Accurate and timely estimation of nitrogen nutrition index (NNI) is critical for assessing crop nitrogen (N) status and implementing precision N management. While machine learning (ML) techniques combined with unmanned aerial vehicle (UAV) remote sensing have been increasingly utilized, their performance across different agricultural conditions is often influenced by weather, soil properties, and field practices. Effectively integrating these variables within an ensemble ML model is therefore essential for reliable cross-stage N diagnosis. In this study, a stacking ensemble learning framework was developed to enhance the estimation accuracy of rice NNI across multiple growth stages by integrating multi-source data, including UAV-derived vegetation indices (VIs), meteorological data, soil properties, and fertilization rates. These data were acquired from two field experiments involving different N treatments over two growing seasons and covering four key growth stages.
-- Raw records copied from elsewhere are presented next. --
PR #2301, opened 2025-06-13
feat(Table): add `rowActionsIcon` prop

vijay2904:
Added `rowActionsIcon` prop to Table with Actions.

Added Test cases to check different types of inputs to `rowActionsIcon` prop.

## Summary by Sourcery

Add a `rowActionsIcon` prop to the table-with-actions HOC to allow overriding the default actions icon, update Storybook examples to demonstrate its use, and document the new prop in READMEs.

New Features:
- Add `rowActionsIcon` prop to `withTableActions` HOC to customize the row actions icon.

Enhancements:
- Extend Storybook stories to show `rowActionsIcon` with an SVG element, string emoji, and React component.

Documentation:
- Document `rowActionsIcon` prop in both English and Russian README files.


Raubzeug:
@vijay2904 Hi! 👋

Thank you so much for taking the time to contribute to the project and for the pull request! 

I noticed that your `rowActionsIcon` property is aimed at customizing the actions icon, which is a great idea! However, we already have a `renderRowActions` property that allows full customization of the entire actions section for each row, including the icon itself.

Since `renderRowActions` provides the flexibility to render any custom content (including custom icons), I think it might cover the same use case as your proposed `rowActionsIcon`. This helps us keep the API surface smaller and more consistent.

What do you think? Can `renderRowActions` cover your needs? If there's a genuine gap that your approach fills better, I'm totally open to reconsidering!

Raubzeug:
@vijay2904 it seems test are still broken :(

amje:
@vijay2904 It seems you've updated snapshot from a non-linux machine. Use this command:
```sh
npm run playwright:docker:update -- -g @Table
```
to update snapshot from the docker

vijay2904:
@Raubzeug @amje Finally, all the tests are successful. Thanks for your support : )

PR #2304, opened 2025-06-14
feat(CopyToClipboard): add fallback for copyText

korvin89:
## Summary by Sourcery

Provide a fallback mechanism for copying text using document.execCommand when the Clipboard API is unavailable or fails, and update tests accordingly.

New Features:
- Implement copyTextFallback to copy text via a hidden input and execCommand('copy') when navigator.clipboard.writeText is not available.
- Expand copyText function to use the new fallback and enhance error handling for missing APIs.

Enhancements:
- Improve error messages to distinguish between missing navigator.clipboard and document support.

Tests:
- Mock document.execCommand in tests to simulate fallback behavior.
- Add a test case for successful copy using the fallback path.
- Rename existing test to specifically cover clipboard.writeText failure scenario.


src/components/CopyToClipboard/copyText.ts
```diff
@@ -1,11 +1,43 @@
 export function copyText(text: string) {
     if (navigator?.clipboard?.writeText) {
-        try {
-            return navigator.clipboard.writeText(text);
-        } catch (error) {
-            return Promise.reject(error);
+        return navigator.clipboard.writeText(text);
+    }
+
+    if (typeof document !== 'undefined') {
```
ogonkov, line 10: What about navigator usage above? I guess navigator usage will break ssr aswell

src/components/CopyToClipboard/copyText.ts
```diff
@@ -1,11 +1,43 @@
 export function copyText(text: string) {
     if (navigator?.clipboard?.writeText) {
-        try {
```
ogonkov, line 3: This try..catch was added in case of NotAllowed exception, can we return try catch?

src/components/CopyToClipboard/copyText.ts
```diff
@@ -1,11 +1,43 @@
...
-    return Promise.reject(new Error('Native copy is not available'));
+    if (typeof document !== 'undefined') {
+        return copyTextFallback(text);
+    }
+
+    return Promise.reject(new Error('Neither navigator.clipboard nor document is available'));
+}
+
+async function copyTextFallback(text: string) {
+    const activeElement = document.activeElement as HTMLElement;
```
ogonkov: may be check for instance instead of casting?

```
const activeElement = document.activeElement;

// ...

if (activeElement instanceof HTMLElement) {
  activeElement.focus();
}
```

src/components/CopyToClipboard/copyText.ts
```diff
@@ -1,11 +1,43 @@
...
+        textarea.style.position = 'absolute';
+        textarea.style.left = '1000%';
+        // Preserve spaces and line breaks
+        textarea.style.whiteSpace = 'pre';
+        // Do not inherit user-select (it may be `none`)
+        textarea.style.userSelect = 'text';
+        textarea.value = text;
+        document.body.append(textarea);
+        textarea.select();
+        document.execCommand('copy');
```
ogonkov: We should check returned value here to make sure that command was executed, otherwise i guess we need to throw error

PR #2310, opened 2025-06-20
feat(SegmentedRadioGroup): allow `children` composition

ogonkov:
gravity-ui/rfc#28

## Summary by Sourcery

Allow direct composition of SegmentedRadioGroup.Option children by introducing context providers and refactoring the radio group hook and option component accordingly

New Features:
- Support rendering SegmentedRadioGroup.Option as children instead of only via the options prop
- Add a story to demonstrate children composition with wrappers like Tooltip

Enhancements:
- Introduce SegmentedRadioGroupContext to share group name, value, disabled state, ref, and change handler
- Refactor useRadioGroup to return contextProps for stable and dynamic state
- Update SegmentedRadioGroupOption to consume context for selection logic and merge refs via useForkRef

Documentation:
- Add ChildrenMap story showcasing option composition

Chores:
- Add context and type definitions for useRadioGroup and useFormResetHandler parameters


.nvmrc
```diff
@@ -1 +1 @@
-20
+20.19
```
amje: Why?

src/components/SegmentedRadioGroup/SegmentedRadioGroup.tsx
```diff
@@ -38,33 +42,27 @@ export const SegmentedRadioGroup = React.forwardRef(function SegmentedRadioGroup
...
-            style={style}
-            className={b({size, width}, className)}
-            data-qa={qa}
-        >
-            {optionsProps.map((optionProps) => (
-                <Option {...optionProps} key={optionProps.value} />
-            ))}
-        </div>
+        <SegmentedRadioGroupContextStable.Provider value={contextProps.stable}>
+            <SegmentedRadioGroupContextValue.Provider value={contextProps.value}>
```
amje: What about using single context?

src/components/SegmentedRadioGroup/SegmentedRadioGroupOption.tsx
```diff
@@ -24,18 +30,34 @@ type SegmentedRadioGroupOptionComponentType = <T extends string = string>(
 export const SegmentedRadioGroupOption = React.forwardRef(function SegmentedRadioGroupOption<
     T extends string,
 >(props: SegmentedRadioGroupOptionProps<T>, ref: React.ForwardedRef<HTMLLabelElement>) {
-    const {disabled = false, content, children, title} = props;
-    const {checked, inputProps} = useRadio(props);
+    const {
+        name,
+        disabled: contextDisabled,
+        ref: contextRef,
```
amje: What is the point of storing ref inside the context? It will always be the last option, won't it?

src/components/SegmentedRadioGroup/SegmentedRadioGroupOption.tsx
```diff
@@ -24,18 +30,34 @@ type SegmentedRadioGroupOptionComponentType = <T extends string = string>(
...
+        onChange,
+    } = React.useContext(SegmentedRadioGroupContextStable);
+    const {currentValue} = React.useContext(SegmentedRadioGroupContextValue);
+    const {disabled: propsDisabled, content, children, title, value} = props;
+    const disabled = propsDisabled || contextDisabled;
```
amje: Consider using this naming `disabledProp`, `disabledContext` instead. This meets our code style

src/hooks/private/useFormResetHandler/types.ts
```diff
@@ -0,0 +1,5 @@
+export type UseFormResetHandlerParams =
+    | HTMLInputElement
+    | HTMLTextAreaElement
+    | HTMLSelectElement
+    | HTMLLabelElement;
```
amje: Why we would want to reset the label element?

.nvmrc
ogonkov: stylelint-order expect this version of nodejs

src/components/SegmentedRadioGroup/SegmentedRadioGroup.tsx
ogonkov: May be, they both used in same component

.nvmrc
amje: The reason why there is only major part is that nvm would not install a specific version of node, if user has greater version. That's for deduplication. Even though it's innacurate

src/components/SegmentedRadioGroup/SegmentedRadioGroupOption.tsx
ogonkov: I guess you right, i already asked @zamkovskaya about ref usage in useRadio/useRadioGroup, they both enforce form reset logic by this ref, and it is looks like duplication

src/hooks/private/useFormResetHandler/types.ts
ogonkov: This is what actually happens in current code, i just fixed typings here

src/hooks/private/useRadioGroup/useRadioGroup.ts
```diff
@@ -60,6 +63,14 @@ export function useRadioGroup<ValueType extends string = string>(
         }
     };
 
+    const contextProps = {
```
amje: We should memoize it for not updating the context on every render

src/components/SegmentedRadioGroup/__tests__/SegmentedRadioGroup.test.tsx
```diff
@@ -243,4 +255,43 @@ describe('SegmentedRadioGroup', () => {
             },
         );
     });
+
+    describe.each([
+        {name: 'options', options},
+        {name: 'children', children},
+    ])('with $name', ({options, children}) => {
+        describe('in form', () => {
+            test('should support form reset', async () => {
```
amje: There is no reason to test form reset in both input format

src/components/SegmentedRadioGroup/__stories__/SegmentedRadioGroup.stories.tsx
```diff
@@ -78,6 +79,19 @@ export const Disabled: Story = {
     },
 };
 
+export const ChildrenMap: Story = {
```
amje: Let's call the story `WithTooltip` and wrap every option in tooltip. The story should demonstrate how it looks, not how it works inside

src/components/SegmentedRadioGroup/SegmentedRadioGroupContext.ts
```diff
@@ -0,0 +1,13 @@
+import * as React from 'react';
+
+import type {UseRadioGroupContextProps} from '../../hooks/private/useRadioGroup/types';
+
+export const SegmentedRadioGroupContext = React.createContext<UseRadioGroupContextProps>({
```
amje: It would be better to make this context a part of `useRadioGroup` hook, and apply it in both `SegmentedRadioGroup` and `RadioGroup`. And maybe it should be named just `RadioGroupContext`

src/components/SegmentedRadioGroup/SegmentedRadioGroupContext.ts
```diff
@@ -0,0 +1,13 @@
...
+    name: '',
+    currentValue: '',
+    disabled: false,
+    ref: () => {},
+    onChange: () => {},
+});
```
amje: Let's make the default value of the context to be null. And throw on incorrect usage: https://github.com/gravity-ui/uikit/blob/main/src/components/tabs/hooks/useTab.ts#L14

amje (changes requested):

src/components/SegmentedRadioGroup/SegmentedRadioGroup.tsx
```diff
@@ -38,33 +39,25 @@ export const SegmentedRadioGroup = React.forwardRef(function SegmentedRadioGroup
...
+        <SegmentedRadioGroupContext.Provider value={contextProps}>
+            <div
+                {...containerProps}
+                ref={ref}
+                style={style}
+                className={b({size, width}, className)}
+                data-qa={qa}
+            >
+                {children ||
+                    options?.map((optionProps) => (
```
amje: We should use `optionsProps` from the hook. There is mapping happening inside the hook

src/hooks/private/useRadioGroup/types.ts
```diff
@@ -0,0 +1,10 @@
+import type {UseFormResetHandlerParams} from '../useFormResetHandler/types';
+
+export type UseRadioGroupContextProps = {
```
amje: The props are for context not hook
```suggestion
export type RadioGroupContextProps = {
```

src/components/SegmentedRadioGroup/__stories__/SegmentedRadioGroup.stories.tsx
ogonkov: May be use different floating components, like Popover?

amje: Not sure if it's correct to wrap with Popover. Let's wrap all options in Tooltips and that's all

amje (approved):

zamkovskaya (approved):

PR #2332, opened 2025-07-04
fix: fix reduced motion behavior

amje:
## Summary by Sourcery

Respect user’s prefers-reduced-motion setting across components by centralizing transition behavior in a new hook and disabling animations when reduced motion is preferred

New Features:
- Introduce useFloatingTransition hook to consolidate Floating UI transition logic
- Add useMatchMedia hook to listen to media query matches
- Provide README documentation for new useFloatingTransition and useMatchMedia hooks

Enhancements:
- Refactor Popup and Modal components to use useFloatingTransition instead of custom transition logic
- Update SheetContent and useAnimateHeight hook to respect prefers-reduced-motion and disable animations accordingly

Documentation:
- Add README files for useFloatingTransition and useMatchMedia hooks

Tests:
- Mock window.matchMedia in test setup to enable reduced motion handling in tests

Chores:
- Adjust global reduced motion styles to use 0ms for transitions and animations

### DIFF
--- a/src/hooks/private/useMatchMedia/useMatchMedia.ts
+++ b/src/hooks/private/useMatchMedia/useMatchMedia.ts
@@ -1,0 +1,24 @@
+import * as React from 'react';
+
+export interface UseMatchMediaProps {
+    query: string;
+}
+
+export function useMatchMedia({query}: UseMatchMediaProps) {
+    const media = React.useMemo(
+        () => (typeof window === 'undefined' ? null : window.matchMedia(query)),
+        [query],
+    );
+    const [matches, setMatches] = React.useState(Boolean(media?.matches));
+
+    React.useEffect(() => {
+        const handleChange = (event: MediaQueryListEvent) => {
+            setMatches(event.matches);
+        };
+
+        media?.addEventListener('change', handleChange);
+        return () => media?.removeEventListener('change', handleChange);
+    }, [media]);
+
+    return matches;
+}
--- a/src/hooks/private/useMatchMedia/useMatchMedia.ts
+++ b/src/hooks/private/useMatchMedia/useMatchMedia.ts
@@ -1,24 +1,24 @@
 import * as React from 'react';
 
 export interface UseMatchMediaProps {
-    query: string;
+    media: string;
 }
 
-export function useMatchMedia({query}: UseMatchMediaProps) {
-    const media = React.useMemo(
-        () => (typeof window === 'undefined' ? null : window.matchMedia(query)),
-        [query],
+export function useMatchMedia({media}: UseMatchMediaProps) {
+    const mql = React.useMemo(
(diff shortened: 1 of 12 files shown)


styles/styles.scss
```diff
@@ -42,16 +42,18 @@
...
     *::before,
     *::after {
         /* stylelint-disable-next-line declaration-no-important */
         scroll-behavior: auto !important;
         /* stylelint-disable-next-line declaration-no-important */
-        transition-duration: 0.001ms !important;
+        transition-duration: 0ms !important;
         /* stylelint-disable-next-line declaration-no-important */
-        animation-duration: 0.001ms !important;
+        animation-duration: 0ms !important;
```
ogonkov: As far as i know with 0 duration we unable to listen for transition/animation end events, it's not quite clear why we reduce duration to 0

src/hooks/private/useMatchMedia/useMatchMedia.ts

Ten ML models were employed as base learners and their performance was systematically evaluated.

Results

Results showed that models relying solely on VIs exhibited limited accuracy and stability, whereas the inclusion of meteorological, soil, and fertilization data substantially improved NNI prediction. The performance of individual base ML models varied considerably across growth stages and input data combinations. The stacking ensemble model effectively integrated multi-source information and leveraged the strengths of base learners, consistently achieved superior prediction accuracy and robustness. It improved R² by 0.52–3.24% compared to the best base models across different growth stages, thereby strengthening the reliability of cross-stage NNI estimation. SHAP (SHapley Additive exPlanations) analysis further revealed the dynamic contributions of input features throughout the growing season, with VIs, soil properties, and fertilization rates played a dominant role in early to mid-stages, while climatic factors became more influential later.

Conclusion

This study confirms the significant potential of integrating multi-source data with ensemble learning for reliable NNI monitoring, providing a practical tool for supporting in-season N status diagnosis and precision fertilization management in rice production systems.